IMF Executive Board approves new two-year, $ 10.8 billion flexible line of credit agreement for Colombia
May 1, 2020
- The IMF today approved a new two-year agreement for Colombia under the Flexible Credit Line (FCL), designed for crisis prevention, in the amount of approximately $ 10.8 billion.
- Colombia qualifies for FCL due to its very strong institutional policy frameworks and track record in economic performance and policy implementation.
- The deal is expected to boost market confidence and, combined with the comfortable level of international reserves, provide insurance against downside risks.
The Executive Board of the International Monetary Fund (IMF) today approved a new two-year agreement for Colombia under the Flexible Credit Line (FCL) equivalent to SDR 7.8496 billion ( approximately US $ 10.8 billion) and noted Colombia’s cancellation of the previous provision.
The FCL was created on March 24, 2009 as part of a major reform of the Fund’s lending framework (see press release No. 09/85). FCL is designed for crisis prevention purposes as it provides the ability to draw on the line of credit at any time. Disbursements are not staggered or conditional on compliance with political objectives as in traditional IMF-supported programs. This broad initial access without permanent conditions is justified by the very good track record of the FCL-eligible countries, which gives confidence that their economic policies will remain strong.
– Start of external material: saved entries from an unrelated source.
PR #447, opened 2022-02-11
Add instructions on how to add new taxa

### LINKED ISSUE #338: Make Adding Taxonomies to UI Easier
There are currently hard coded values for the CSET taxonomy that should first be collected into a single location in the graphql, then (ideally) removed from graphql hardcoding entirely. The first stage on this issue is to collect it so that it is hard coded in only one location, then we can look to eliminating it from the code entirely.

cesarvarela:
closes  #338

### DIFF
--- a/README.md
+++ b/README.md
@@ -270,9 +270,9 @@ test:e2e:ci
 ### To add new taxonomies, follow these steps:
 Let's say you want to add the `CTECH` Taxonomy.
 
-1. Create a new collection using the lowercased Taxonomy name: `ctech`
+1. Create a new MongoDB collection using the lowercased Taxonomy name: ctech.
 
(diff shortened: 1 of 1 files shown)


smcgregor:
I think this also needs pointers to the GraphQL API in the codebase?

cesarvarela:
Yes, you are right, I added a 4th step, which could be automated by building the graphql queries with data pulled from the taxa collection, but it is probably not worth it.

smcgregor (approved):

smcgregor:
@cesarvarela The collection also needs to be listed in `gatsby-config.js`?

```
    resolve: 'gatsby-source-mongodb',
    options: {
      dbName: 'aiidprod',
      collection: [
        'incidents',
        'submissions',
        'quickadd',
        'duplicates',
        'taxa',
        'classifications',
        'resources',
      ],
```

Issue #458, opened 2022-02-16
Many reports have the same report number


smcgregor:
`{report_number: 1335 }` on the incidents collection produces 187 results. This value is supposed to be the global auto-incrementing primary key for reports and needs to be migrated to unique values. It looks like the problem is the report promotion function which is not incrementing the value -- it is getting the last value and repeating it.

PR #459, opened 2022-02-16
increment report number

smcgregor:
Addresses the problem for future promoted reports, but still need to address the legacy issue. #458


smcgregor:
@cesarvarela do you want to do this migration with a new strategy, or should I do this as another Python script? https://github.com/PartnershipOnAI/aiid/tree/master/scripts/db_migrations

Following the Board’s debate on Colombia, Mr. Geoffrey Okamoto, First Deputy Director General and President, made the following statement:
“Colombia has very strong policy frameworks – anchored by a flexible exchange rate, a credible inflation targeting regime, effective financial sector supervision and regulation, and a structural fiscal rule – which have served as the basis for the resilience of the economy before the Covid-. 19 pandemic. Meanwhile, Colombia has made remarkable efforts to integrate large numbers of migrants from Venezuela, which has boosted domestic demand but increased external vulnerabilities.
“Following the pandemic, the Colombian economy is expected to contract for the first time in two decades. In line with their very good track record in economic management, the authorities’ first actions to mitigate the spread of the pandemic, monetary and macroprudential policy responses, and fiscal plans, including the creation of a crisis mitigation fund to support health care spending, vulnerable households and businesses — will help the economy weather the recession. Nevertheless, the balance of risks for the economy is strongly biased downwards and an exceptionally weak external environment increases Colombia’s vulnerability to even lower commodity prices, increased volatility in financial markets and further worsening. of the Venezuelan crisis.
“The new agreement under the FCL will help Colombia manage increased external risks, protect ongoing efforts to respond effectively to the pandemic, integrate migrants, foster inclusive growth and reduce external vulnerabilities. Despite higher external vulnerabilities, risks and tensions, the new deal can be maintained at the same level of access as the authorities have built up higher external buffers by accumulating significant additional reserves since the 2018 FCL request. L The deal is expected to boost market confidence and, combined with the comfortable level of international reserves, provide insurance against downside risks. The authorities intend to continue to treat this instrument as a precautionary instrument and to phase out its use conditional on reducing external risks.